**WHAT THE TASK ASKS**
Check every line of the entries that follow, and copy the ones containing "preprocessStyle".

Saved data entries:
PR #513, opened 2022-09-07
Include filename when calculating scope

matthewp:
## Changes

- When calculating the hash for the scope, use the `filename` and not just the source. This prevents us from having the same hash for two components that have the same scope.
- For https://github.com/withastro/astro/issues/4383

## Testing

- Wasm test added

## Docs

N/A, bug fix

### DIFF
--- a/.changeset/lucky-steaks-doubt.md
+++ b/.changeset/lucky-steaks-doubt.md
@@ -1,0 +1,5 @@
+---
+'@astrojs/compiler': patch
+---
+
+Include filename when calculating scope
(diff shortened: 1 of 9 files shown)


natemoo-re (commented):
Woudn't this make the hash non-deterministic across file systems? Can we use the root-relative URL of the component?

matthewp:
Ah yeah, that's a good point. Can we assume that root-relative will always work? npm packages are inside of root presumably... People might create virtual modules to which will not be root relative.

Perhaps the compiler should take an optional `id` property and the Vite plugin is responsible for making it unique (which root-relative working in most cases).

matthewp:
I updated this to receive a moduleId. A follow up in core will be needed to pass this through. It's optional here and will produce the same thing as before until that change in core occurs.

natemoo-re (approved):
LGTM!

PR #515, opened 2022-09-07
Handle bad CSS better

matthewp:
## Changes

- Currently the compiler expects preprocessStyle to return valid CSS. However if there is an error preprocessing it might now.
- This makes it so that preprocessStyle can return an error. The compiler uses that to know the CSS is bad.
- The styleError is returned in the transform result and the caller can use that error to do whatever it needs.
- Part of https://github.com/withastro/astro/issues/4615, still need core update to completely fix.

## Testing

Test added

## Docs

N/A


natemoo-re (approved):
LGTM! Not sure what would happen with one-to-many styles, but if you're not worried about that, this is a good enough solution for now.

matthewp:
Ok, I made it return an error of style errors instead.

PR #518, opened 2022-09-22
TSX Sourcemaps

natemoo-re:
## Changes

- Gets `convertToTSX` sourcemaps working
- Adds test coverage for TSX sourcemaps
- Lays the foundation for better JS sourcemaps/test coverage
- Supercedes https://github.com/withastro/compiler/pull/462

## Testing

Lots of tests added

## Docs

N/A


Princesseuh:
Living feedback document here:

## Source map issues
- Everything seems to be off by one

## Output issues
- It'd be great if the types were exported (`TSXResult`). Also it seems like the type is wrong, `map` is an object not a string
- Filenames don't seems to be processed correctly, no matter what I pass, I get the same result: `object__AstroComponent_`

FredKSchott:
I'll leave this for @Princesseuh and you to review, just saying how exciting it is to see this PR!

cmd/astro-wasm/astro-wasm.go
```diff
@@ -202,15 +202,22 @@ func ConvertToTSX() interface{} {
 		transformOptions := makeTransformOptions(js.Value(args[1]), "XXXXXX")
 
 		var doc *astro.Node
-		doc, err := astro.Parse(strings.NewReader(source))
+		doc, err := astro.Parse(strings.NewReader(strings.TrimRightFunc(source, unicode.IsSpace)))
```
matthewp, line 205: what is this doing (just curious, not questioning)

matthewp: if this is trimming spaces could that mess with locations?

internal/printer/print-to-tsx.go
```diff
@@ -60,86 +63,95 @@ func getTextType(n *astro.Node) TextType {
 func renderTsx(p *printer, n *Node) {
 	// Root of the document, print all children
 	if n.Type == DocumentNode {
+		hasChildren := false
 		for c := n.FirstChild; c != nil; c = c.NextSibling {
+			if c.PrevSibling != nil && c.PrevSibling.Type == FrontmatterNode {
```
matthewp, line 68: It's unclear to me what this block of code is doing, could you add a comment?

matthewp (approved):
lgtm, nothing blocking but a couple of comments. nice tests!

cmd/astro-wasm/astro-wasm.go
natemoo-re: This just trims any trailing newlines from the source code before we process it. This avoid an extra `TextNode` at the end of the file. Doesn't break any mapping AFAICT.

internal/printer/print-to-tsx.go
natemoo-re: Sure thing!

natemoo-re: Added in [3432c8e](https://github.com/withastro/compiler/pull/518/commits/3432c8e4223ab5b86cdc605983ae01e0d1d6b81f)

jasikpark:
should `packages/compiler/deno/astro.wasm` be `.gitignore`'d?

natemoo-re:
Yeah good call @jasikpark, we needed it for deploying the [`astro_compiler`](https://deno.land/x/astro_compiler) Deno package, but it's not maintained so we can probably drop it. Will do that in another PR.

jasikpark:
oh, I just meant that build artifacts should be git-ignored :p

do you mean that the wasm had to be commited to the git repo?

natemoo-re:
> do you mean that the wasm had to be commited to the git repo?
Yep, to be included in the Deno package, that particular build artifact had to be committed. My guess is that the publishing workflow is more flexible than last time I tried, but we're not maintaining it, so no need to try to get it working.

Princesseuh (approved):
Passes the language-server's test suite! 🥳

image

Remaining fixes (if there's any) can definitely be tackled in separate PRs. Awesome work Nate!

matthewp:
Wow, what a big effort, congrats @natemoo-re @Princesseuh

PR #407, opened 2017-02-28
json-rpc - origin, ui update

brindosch:
- JSON-RPC: For color and effect you need to provide an "origin" property which describes the setter (your application). It is not implemented for effects, yet.  @redPanther ideas how to pass this key fast to the prio register are welcome.
- New: led layout textfield is now a json ace editor with schema validation. @tpmodding this should also resolve switching issues you faced some months back
- New: WordPress 4.7 native rest api (blog posts retrieve). It's dead, as this is still a secret :)
- New: remote page "duration" for color and effect. There is a hidden "send image to Hyperion", you need to remove the display:none property to make it visible. But Hyperion can't handle it properly.
- New: all input fields outside of jsoneditor scope get a own validation that corrects user input.
- Changed: Restructured dashboard info for multi instance usage
- Changed: platform capture properties are hidden according to available capture devices
- Changed: con lost and restart clears cronId and they have a max limit of trys. The cronId also created every 2 seconds a new reconnect interval, which ended up in a reconnect-interval-hell that blasts your browser with 2GB ram usage for this tab away (after some time).
- Fixed: mobile nav switching around break point 765px (on orientation change), hidden on scrolling and scrollToTop that locks usage a certain time sometimes.
- Fixed: foreground and background effects could be saved (still a hack, was not my intention - in the and it won't matter much)
- Removed: flags, linedtext, underscore
- Removed meta in translation files, poeditor doesn't support it that way it would make sense.
- As always slight improvements, lang and access option moved to a wrench dropdown, as i see the next feature which forces this change anyway. Bootstrap is now a self compiled version where i removed everything i don't need. colorpicker updated.


tpmodding:
i'm speechless...

redPanther:
Cool stuff,thx! I will check the effect origin thingy.

Issue #349, opened 2016-12-24
Enhance priorities info


brindosch:
- Remove "ActiveEffect" and "ActiveColor"
 - Add this information to a priority, when it is a effect or color
 - For a better overview add a "who set it" identifier (App, WebUI, System (for capture devices) which needs to be added to your request (eg color, effect and proto sources)

An example
```
origin : AndroidApp
type : color
value : color values, duration
priority : 200
ip: 192.168.0.20

origin : Webinterface
type : effect
value : effect name, effect values, duration
priority : 250
ip: 192.168.0.22

origin : System
type : dispmanx
priority : 800

origin : HyperionScreenCap
type : proto
priority : 900
ip : 192.168.0.20
```

 - 'value' is just used for effects and colors with additional inormations that has been shown in activeEffect, activeColor
 - Duration is moved to 'value' due to the point a capture has no duration.
 - 'origin' is a identifier which is delivered from a request or 'system' if it is nothing external. requests with a missing identifier are rejected
 -  'type' replaces the content of the current origin, if it's a effect, the field contains 'effect' and the same for color with the values.

So leave some feedback :)
With this change it's perfect :)
@redPanther @Paulchen-Panther

penfold42:
Source ip address ?

brindosch:
Possible, but i think it's not that handy if you could already place a name instead (to remember). If you use the android app on a tablet and smartphone you could confirgure the origin name to your needs.

Or you need a ip for something different than identify for yourself?

penfold42:
Mostly for troubleshooting user problems on the forums. 

Things are going to get more complicated with home automation - nest, amazon echo, homegrown perl/python scripts etc...

brindosch:
update example
@redPanther what do you think? If this is done, it's perfect for(almost)ever? Maybe after the color area is finished :)

redPanther:
Yes, after color and webui saving

PR #408, opened 2017-03-01
implement origin for effects 

redPanther:
- implement "origin" for effects
- fix/add origin for network services
- fix log buffer QT signaling
- add experimental adalight  firmware for arduino mega (with upto 5 rgb pwm channles + 1 addressable led stripe)
- more conversion of STL types to QT types (mainly std::string to QString)

no

#349 

### DIFF
--- a/assets/firmware/arduino/adalight_mega_pwm/hyperion_mega.ino
+++ b/assets/firmware/arduino/adalight_mega_pwm/hyperion_mega.ino
@@ -1,0 +1,250 @@
+ 
+#include "FastLED.h"
+
+#define ANALOG_MODE_AVERAGE  0
+#define ANALOG_MODE_LAST_LED 1
+
+/**************************************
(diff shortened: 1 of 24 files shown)


brindosch:
protocomp - yeah!

socket->peerAddress()
Do we get always the current information of the peer who requested it?
--> Pass IP to prio register too :+1:

Very nice

redPanther:
yes we always get the client ip - otherwise we can't communicate. If you have a client socket, then you always have ip, mac and via dns the hostname of your connection client. (you get the client port to, but this is in most cases not interesting)

brindosch:
Amazing!
/prio improve done

redPanther:
BTW there is a chance that we automaticly support IPv6. I already get ipv6 as address for localhost (that's why I add dns lookup - ipv6 is not nice to display, read and remember ;-) )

**RESULT**
- Currently the compiler expects preprocessStyle to return valid CSS. However if there is an error preprocessing it might now.
- This makes it so that preprocessStyle can return an error. The compiler uses that to know the CSS is bad.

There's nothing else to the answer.